Magnifying endoscopy with narrow band imaging (ME-NBI) is an effective method for the detailed visualization of microsurface and microvascular structures within the superficial layer of the gastric mucosa. Recent studies showed that the ME-NBI is able to predict histological characteristics of early gastric cancers [9‐13]. Two studies have also reported that mucin phenotype was significantly correlated with ME-NBI results in early gastric cancers. However, the results in these studies were not consistent. In addition, the sample size of these studies was small.

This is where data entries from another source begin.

PR #1768, opened 2024-11-09
add kr-observable

nihil-pro:


krausest:

krausest:
Sooner than expected. Here's the comparison (vanilla and vanillajs-3 look OK for an incremental run) with the new / updated results on the left and the old version on the right (so it's not relevant to you):
I guess that partial update, swap and select row do a full update. Maybe you can optimize that.

nihil-pro:
I am thinking about it. It seems that the problem is in the Proxy([]), I tested locally just wrapping the array in a proxy, and the result is not much better. Thanks

nihil-pro:
Screenshot 2024-11-16 at 21 29 26
Screenshot 2024-11-16 at 21 29 54
Done ))
Now is fast enough

PR #1769, opened 2024-11-10
Update pota

titoBouzout:
It avoids trying to sort when only appending, I have missed that case, thanks!


krausest:

krausest:
I'd say there's no visible change for pota.

titoBouzout:
Thanks, I see. seems this case was already handled by groupBy, all this does then is avoiding creating the grouped objects. I will leave that code there because its small enough. 

Thanks!

PR #1770, opened 2024-11-11
Adjust the main logic code

maomincoding:
#801 
Make corresponding adjustments for this point.


maomincoding:
#801

maomincoding:
The positioning of each framework is different. For example, my framework pursues flexibility and ease of use, but if this degree is not well mastered, the design will be difficult to understand. So, the trade-off between frameworks is very important.

krausest:
As expected a bit slower.

PR #1772, opened 2024-11-15
Update vue

jeremio:
Updates Vue to the latest version


krausest:
Usually patch releases show are uninteresting regarding performance, but in this case I'm not sure if the 0.4 difference is noise or whether it's really a bit slower. Maybe I'll run it again.

krausest:
Did that, but vue didn't perform better. We'll see it clearer in the next full run.

PR #1775, opened 2024-11-16
update pota

titoBouzout:
Should in theory improve deletion/clearing. There may be an improvement in memory, but not reallly sure.  There are also a bunch of stylish changes in the template and goes back to use a namespace for the `danger` class. Thanks!


krausest:
No significant change I'd say.

titoBouzout:
Thanks for the update, yeah I was thinking when doing this if its worth the code size increase. As you said it may not be significant. From 17 to 15, is closer to 13.5 vanilla. oh well

PR #1778, opened 2024-11-23
update ivi and switch template to @ivi/htm

leeoniya:
this switches ivi to use its [@ivi/htm](https://github.com/localvoid/ivi/blob/master/packages/@ivi/htm/README.md) template syntax, which i think makes this awesome framework feel a lot less esoteric. the compiled bundle is identical.

i've kept the `.textContent` prop optimizations in place, but will do a follow-up PR to see how much omitting these affects performance. (@localvoid says memory usage would go up slightly)

### DIFF
--- a/frameworks/keyed/ivi/package-lock.json
+++ b/frameworks/keyed/ivi/package-lock.json
@@ -9,7 +9,7 @@
       "version": "1.0.0",
       "license": "Apache-2",
       "dependencies": {
-        "@ivi/tpl": "3.0.1",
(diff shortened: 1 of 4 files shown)


krausest:
From 1.11 to 1.11 is acceptable I'd say. Results are [up](https://krausest.github.io/js-framework-benchmark/2024/table_chrome_131.0.6778.85.html).

leeoniya:
heh, the compiled bundle is identical, so that's great news...for the benchmark itself 😅

PR #1779, opened 2024-11-26
Update pota, implements throwing `moveBefore`

titoBouzout:
This change implements the new "node state preserving api" `moveBefore`.   see: https://github.com/whatwg/dom/issues/1255

This is the set of changes I had to do https://github.com/potahtml/pota/commit/51da4b85e57d3eb56d1b0ec5554adb88d1119a9a

Unfortunately, they are making it throw., you check a ridiculous amount of conditions or just wrap it in a try and catch, I suspect the performance of the swap rows will degrade on frameworks implementing  this. The benchmark unfortunately only tests 2 moves[when the framework does the optimal thing]. So I'm not sure if it would be representative of the degradation. I am still curious what the results would be.

Thanks!

### DIFF
--- a/frameworks/keyed/pota/package.json
+++ b/frameworks/keyed/pota/package.json
@@ -1,6 +1,6 @@
 {
   "name": "js-framework-benchmark-pota",
-  "version": "1.0.5",
+  "version": "1.0.6",
   "type": "module",
   "main": "dist/main.js",
   "js-framework-benchmark": {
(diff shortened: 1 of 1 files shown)


WebReflection:
imho, we should not implement stuff that has not officially landed yet or we'll make "*their game*" in doing so, when the "*it's already shipped, too late to change it*" card will be thrown next round of complains.

WebReflection:
I want to believe until it’s out it’s not as bad as it currently is, seeing lit, or others, already dogfooding that broken method name hurts back, doesn’t feel or sound as a win for anyone involved

titoBouzout:
You are right, just reverted, thanks for your comments

PR #1780, opened 2024-11-28
Bump michijs to 2.1.4

lsegurado:
More performance improvements


krausest:
Vanillajs* performed a bit slower in the incremental run (how I hate that sentence...), so there's definitely a large improvement.

PR #1781, opened 2024-11-28
Added vanilla implementation with tc39 signals

lsegurado:
I wanted to share a VanillaJS implementation using the TC39 Signals polyfill.


krausest:
Thanks. It's included on the left
Any chance of moving from michjs-build to some standard build or even go with modules only?

PR #1783, opened 2024-12-01
Update quel to version 0.23.1 and refactor code

mogera551:
Upgrade the quel framework to version 0.23.1, refactor component registration, and rename the ViewModel class to State for improved clarity.


krausest:
Vanillajs* performed a bit slower in the incremental run (how I hate that sentence...), which makes the improvement for quel even better.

It is important to characterize the clinicopathological and endoscopic differences between early GDAs and IDAs in order to clarify the clinical significance of mucin phenotype. In this study, we investigated the clinicopathological and endoscopic features of early GDAs in comparison with early IDAs. We also compared the endoscopic curability between GDAs and IDAs based on the Japanese gastric cancer treatment guideline. To the best of our knowledge, the present study is the largest study, conducted to date, evaluating the significance of mucin phenotype of early differentiated gastric adenocarcinoma [5, 8, 14‐16].
Methods
Patients
Over the period from August 2017 to August 2021, a total of 715 patients with early gastric cancer were treated with endoscopic submucosal dissection (ESD) at Nanjing Drum Tower Hospital affiliated to Nanjing University Medical School. All the patients had absolute indications for ESD and were examined with ME-NBI before resection. Histologic results were classified according to the JGCA. In this study, patients with differentiated gastric type adenocarcinoma and intestinal type adenocarcinoma were retrospectively included. The exclusion criteria was undifferentiated adenocarcinoma, adenocarcinoma with combined mucin phenotype, and adenocarcinoma with unclassified mucin phenotype. Gastric adenocarcinomas of fundic gland type were also excluded because they were unique subtypes of GDA with good prognosis [17].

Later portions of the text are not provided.